### Material supplied ###
PR #5103, opened 2023-06-13
fix: add error handling adding offsets

d3or:


packages/indexer/src/common/websocketPublisher.ts
```diff
@@ -22,8 +23,19 @@ export const addOffsetToSortedSet = async (
...
+  try {
+    if (!offset) {
+      return;
+    }
+    const stringOffset = String(offset);
+    const stringEvent = String(event.event);
+
+    await redisWebsocketPublisher.zadd(
+      "offsets",
+      `${stringOffset}-${stringEvent}`,
```
nofir, line 35: i think the timestamp needs to be before the value:
redis.zadd("sortedSet", 1, "one", 2, "dos", 4, "quatro", 3, "three");

nofir (changes requested):

nofir (approved):

nofir (approved):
###
What is needed. The records above are to be restated word for word.

Response to the exercise.
PR #5103, opened 2023-06-13
fix: add error handling adding offsets

d3or:


packages/indexer/src/common/websocketPublisher.ts
```diff
@@ -22,8 +23,19 @@ export const addOffsetToSortedSet = async (
...
+  try {
+    if (!offset) {
+      return;
+    }
+    const stringOffset = String(offset);
+    const stringEvent = String(event.event);
+
+    await redisWebsocketPublisher.zadd(
+      "offsets",
+      `${stringOffset}-${stringEvent}`,
```
nofir, line 35: i think the timestamp needs to be before the value:
redis.zadd("sortedSet", 1, "one", 2, "dos", 4, "quatro", 3, "three");

nofir (changes requested):

nofir (approved):

nofir (approved):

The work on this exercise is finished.